Array Indexing using logicals in higher dimensions

I have a 3D array: A = 10x10x100 where the 2D data (10x10) is stacked in the 3rd dimension.
I am using a logical mask: B which is 10x10 and has 1s at the locations where I want to access the data in every 2D slice of the 3D array.
I would like to use the logical mask to access the data from each 2D slice and perform some simple operations - such as compute mean - for all slices (in the 3rd dimension). I am currently using a for loop as below.
for i = 1:size(A,3)
temp = A(:,:,i);
mean_out(i) = mean(temp(B));
end
Is it possible to achieve this without a for loop?
Thanks.

 Akzeptierte Antwort

Ameer Hamza
Ameer Hamza am 20 Mai 2020
Bearbeitet: Ameer Hamza am 20 Mai 2020
Try this
mean_val = squeeze(mean(A.*B, [1 2]))
Similarly
squeeze(max(A.*B, [], [1 2])) % maximum value
squeeze(min(A.*B, [], [1 2])) % minimum value

4 Kommentare

AP
AP am 20 Mai 2020
Thanks Ameer, but I want to exclude the 0s from the mean.
squeeze(mean(nonzeros(A.*repmat(B,[1,1,size(A)])), [1 2])) does not work either because nonzeros reduces the array to a column.
Try this.
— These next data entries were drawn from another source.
PR #672, opened 2017-04-13
Remove name for unused arguments

krlmlr:
~~with `(void)arg;` in the function's body.~~

### DIFF
--- a/inst/include/Rcpp/sugar/functions/rep.h
+++ b/inst/include/Rcpp/sugar/functions/rep.h
@@ -54,6 +54,7 @@ public:
         Rep_Single( const T& x_, R_xlen_t n_) : x(x_), n(n_){}
 
         inline T operator[]( R_xlen_t i ) const {
+		(void)i;
 		return x;
 	}
         inline R_xlen_t size() const { return n ; }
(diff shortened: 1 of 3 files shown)


kevinushey:
LGTM, although I wonder about a couple of the non-used arguments (it seems like they should likely be used?)

kevinushey:
Oh, it looks like a bunch of classes within `attributes.cpp` have the same interface but some don't need to handle the accepted arguments.

jjallaire:
Those can just be changed to have only the type in the signature rather
than the type and variable name then they should pass.

eddelbuettel:
Woot. And just installed with `ccache g++ -I/usr/share/R/include -DNDEBUG -I../inst/include/ -fpic  -g -O3 -Wall -pipe -pedantic -Wextra -c`.  That's first. 

Thanks for that.  I am sure I will have to remove `-Wextra` from `Makevars` when compiling other packages but it is rather nice to have Rcpp squeaky clean.

krlmlr:
You're welcome. I tend to use a package-local `Makevars` (with a corresponding .Rprofile): https://github.com/krlmlr/scriptlets/commit/846793438bd842057e46831a89a948e314457f04.

eddelbuettel:
Not familiar with those hooks. Does it require devtools, and would standard R tools adhere to them too?

krlmlr:
Works with base R, also in R CMD INSTALL. `R_MAKEVARS_USER` is described in [R-admin](https://cran.r-project.org/doc/manuals/r-release/R-admin.html#Customizing-package-compilation).

eddelbuettel:
Nice! I'll follow up on that.  I tend to be aware of what is in R-exts, but they trick me now by hiding more stuff in R-inst and R-admin.

PR #680, opened 2017-04-22
Sugar function 'trimws' with unit tests (closes #679)

### LINKED ISSUE #679: Sugar function trimws
I put together a sugar function `trimws` to mirror `base::trimws` (added in R 3.2.0). For those not familiar with this, it removes either leading (`which = "left"`), trailing (`which = "right"`), or leading and trailing (`which = "both"`) whitespace (defined as any of `' '`, `'\t'`, `'\r'`, or `'\n'`) from strings, returning `NA` on `NA` input. 

In my fork, usage looks like this: 

```c++
#include <Rcpp.h>
using namespace Rcpp;

// [[Rcpp::export]]
CharacterVector trim(CharacterVector x, const char* which = "both")
{
    return trimws(x, which);
}

/*** R

trim("  x y z \t \n \r   ")
# [1] "x y z"

trim("  x y z \t \n \r   ", "left")
# [1] "x y z \t \n \r   "

trim("  x y z \t \n \r   ", "right")
# [1] "  x y z"

*/
```

#### Other features: 
* Default `which` argument is `"both"`, as in `base::trimws` 
* Only the first letter of `which` is checked (`'b'`, `'l'`, and `'r'` are valid first letters) to mimic the use of `match.arg` in R 
* It is also overloaded for the `CharacterMatrix` and `String` classes
* Much faster than the `base` version, which uses regex to accomplish this

-------

If this seems like a worthwhile addition, I can submit a PR shortly.

nathan-russell:
As described in #679, this adds a sugar version of the base R function `trimws`.

### DIFF
--- a/inst/include/Rcpp/sugar/functions/strings/trimws.h
+++ b/inst/include/Rcpp/sugar/functions/strings/trimws.h
@@ -95,58 +95,72 @@ inline const char* trim_both(const char* str) {
 
 
 inline Vector<STRSXP> trimws(const Vector<STRSXP>& x, const char* which = "both") {
-    typedef const char* (*trim_function)(const char*);
-    trim_function trim = NULL;
+    R_xlen_t i = 0, sz = x.size();
+    Vector<STRSXP> res = no_init(sz);
 
     if (*which == 'b') {
-        trim = sugar::detail::trim_both;
+        for (; i < sz; i++) {
+            if (traits::is_na<STRSXP>(x[i])) {
+                res[i] = x[i];
+            } else {
+                res[i] = sugar::detail::trim_both(x[i]);
+            }
+        }
     } else if (*which == 'l') {
-        trim = sugar::detail::trim_left;
+        for (; i < sz; i++) {
+            if (traits::is_na<STRSXP>(x[i])) {
+                res[i] = x[i];
+            } else {
+                res[i] = sugar::detail::trim_left(x[i]);
+            }
+        }
     } else if (*which == 'r') {
-        trim = sugar::detail::trim_right;
+        for (; i < sz; i++) {
+            if (traits::is_na<STRSXP>(x[i])) {
+                res[i] = x[i];
+            } else {
+                res[i] = sugar::detail::trim_right(x[i]);
+            }
+        }
     } else {
         stop("Invalid `which` argument '%s'!", which);
         return Vector<STRSXP>::create("Unreachable");
-    }
-
-    R_xlen_t i = 0, sz = x.size();
-    Vector<STRSXP> res(sz);
-
-    for (; i < sz; i++) {
-        if (traits::is_na<STRSXP>(x[i])) {
-            res[i] = x[i];
-        } else {
-            res[i] = (*trim)(x[i]);
-        }
     }
 
     return res;
 }
 
 inline Matrix<STRSXP> trimws(const Matrix<STRSXP>& x, const char* which = "both") {
-    typedef const char* (*trim_function)(const char*);
-    trim_function trim = NULL;
+    R_xlen_t i = 0, nr = x.nrow(), nc = x.ncol(), sz = x.size();
+    Matrix<STRSXP> res = no_init(nr, nc);
 
     if (*which == 'b') {
-        trim = sugar::detail::trim_both;
+        for (; i < sz; i++) {
+            if (traits::is_na<STRSXP>(x[i])) {
+                res[i] = x[i];
+            } else {
+                res[i] = sugar::detail::trim_both(x[i]);
+            }
+        }
     } else if (*which == 'l') {
-        trim = sugar::detail::trim_left;
+        for (; i < sz; i++) {
+            if (traits::is_na<STRSXP>(x[i])) {
+                res[i] = x[i];
+            } else {
+                res[i] = sugar::detail::trim_left(x[i]);
+            }
+        }
     } else if (*which == 'r') {
-        trim = sugar::detail::trim_right;
+        for (; i < sz; i++) {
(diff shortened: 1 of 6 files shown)


inst/include/Rcpp/sugar/functions/strings/trimws.h
```diff
@@ -0,0 +1,184 @@
...
+    }
+
+    while (isws(*str)) {
+        ++str;
+    }
+
+    return str;
+}
+
+inline const char* trim_right(const char* str) {
```
kevinushey: It seems like these functions should also accept the string length as well -- this would help avoid a call to `::strlen()` when the length is already known, and it should already be known for R's `CHARSXP`s.

inst/include/Rcpp/sugar/functions/strings/trimws.h
```diff
@@ -0,0 +1,184 @@
...
+    static std::string buff;
```
kevinushey: IIUC, the use of a static buffer here implies that we would effectively hold on to a (potentially large) string in memory each time this function is called (and that memory is never released). Is there any chance we could avoid this?

In theory, it implies someone calling this with a very large string would end up 'leaking' memory (or, I guess more aptly, letting a large bit of memory remain allocated until R exits)

inst/include/Rcpp/sugar/functions/strings/trimws.h
```diff
@@ -0,0 +1,184 @@
...
+        trim = sugar::detail::trim_left;
+    } else if (*which == 'r') {
+        trim = sugar::detail::trim_right;
+    } else {
+        stop("Invalid `which` argument '%s'!", which);
+        return Vector<STRSXP>::create("Unreachable");
+    }
+
+    R_xlen_t i = 0, sz = x.size();
+    Vector<STRSXP> res(sz);
```
kevinushey: You might consider using `Vector<STRSXP> res = no_init(sz);` to avoid an unneeded initial allocation.

inst/include/Rcpp/sugar/functions/strings/trimws.h
```diff
@@ -0,0 +1,184 @@
...
+
+    for (; i < sz; i++) {
+        if (traits::is_na<STRSXP>(x[i])) {
+            res[i] = x[i];
+        } else {
+            res[i] = (*trim)(x[i]);
```
kevinushey: It'd be nice if we could avoid calling through a function pointer here (just to avoid the extra indirection), although not strictly necessary.

kevinushey:
A couple mostly minor comments but LGTM!

inst/include/Rcpp/sugar/functions/strings/trimws.h
nathan-russell: I wasn't thrilled about using `strlen`, but I assumed this was unavoidable because that is how the length is determined [in the `string_proxy` class](https://github.com/RcppCore/Rcpp/blob/master/inst/include/Rcpp/vector/string_proxy.h#L160). I'm not terribly familiar with R's internal string cache, but if the lengths of `CHARSXP`s are known as you suggest, I'd be more than happy to find a way to incorporate that in place of `strlen`. Can you get back to me on this?

inst/include/Rcpp/sugar/functions/strings/trimws.h
nathan-russell: You make a good point here. I was primarily looking to avoid repeatedly allocating and deallocating memory for a new `std::string` on each function call, which I assumed would happen if had used a buffer with automatic storage duration. However, I think I can just create a (non-`static`) variable in the enclosing function (`trimws`) and pass it by reference to `trim_right` and `trim_both` so that the memory gets released when `trimws` returns.

inst/include/Rcpp/sugar/functions/strings/trimws.h
nathan-russell: Good catch -- I'll fix this too.

inst/include/Rcpp/sugar/functions/strings/trimws.h
nathan-russell: That's fair. I had done this just to keep the body more concise, but in hindsight I think a few extra lines of code are preferable to the extra cost of dereferencing (assuming these aren't inlined).

inst/include/Rcpp/sugar/functions/strings/trimws.h
kevinushey: I believe you can simply call `Rf_length()` on a `CHARSXP` to retrieve its length, as the length will be stored in the `SEXP` header.

inst/include/Rcpp/sugar/functions/strings/trimws.h
kevinushey: One possibility -- this function could instead return a pair of pointers (the new 'start' and 'end' of the string), and the calling function can decide how to use those pointers (e.g. duplicate into some new memory, or just use as-is if were appropriate).

inst/include/Rcpp/sugar/functions/strings/trimws.h
kevinushey: Ah, it looks like you've effectively done that now (with the call to `LENGTH()`). Great!

inst/include/Rcpp/sugar/functions/strings/trimws.h
kevinushey: The use of a `std::string*` passed as a pointer in the latest commits looks fine to me as well.

kevinushey:
LGTM as well!

PR #686, opened 2017-04-26
suggested fix for maacheck (closes #685)

### LINKED ISSUE #685: fix potential protect errors
From https://github.com/kalibera/rprotect:

> maacheck
> 
> This tool is quite simple and only reports instances of multiple allocating arguments pattern, such as (from Rcpp code):
> 
> Rf_lang2(::Rf_install("simpleError"), Rf_mkString(str.c_str()))
> 
> This is a real error: Rf_mkString returns an unprotected newly allocated object. Rf_install may allocate and may be called after Rf_mkString, and hence may trigger garbage collection that will corrupt the object allocated by Rf_mkString.

The associated fix needs to occur here: https://github.com/RcppCore/Rcpp/blob/e81493bd988a5ee93e5a35458662dd2582de1c5d/inst/include/Rcpp/exceptions.h#L294

eddelbuettel:


eddelbuettel:
@kevinushey @nathan-russell @thirdwing @jjallaire -- any comments? 

It's the last `Rf_mkString` and `Rf_install` interaction remaining.

eddelbuettel:
Re-pinging @kevinushey @nathan-russell @thirdwing @jjallaire just in case but will commit unless anybody screams.  This should be harmless.

eddelbuettel:
Thank you both!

It replaces 0s with nan and then uses nanmean()
A = rand(10,10,100);
B = rand(10,10)>0.5;
M = A.*B;
M(M==0) = nan;
mean_val = squeeze(nanmean(M, [1 2]))
Also, it does not reduce the matrix to the column. It calculates the mean of each 3D slice separately. I used squeeze() to convert the final answer to a column matrix. You can run it without squeeze, and you will get a 3D matrix
mean_val = nanmean(M, [1 2])
AP
AP am 20 Mai 2020
Bearbeitet: AP am 20 Mai 2020
Thanks, this works for me. I made the mask itself NaNs to make it more general.
B = double(B); B(B==0) = nan;
mean_val = squeeze(nanmean(A.*B, [1 2]))
In that case try
A = rand(10,10,100);
B = rand(10,10)>0.5;
mask = repmat(B, 1, 1, size(A,3));
M = A;
M(mask) = nan;
mean_val = nanmean(M, [1 2])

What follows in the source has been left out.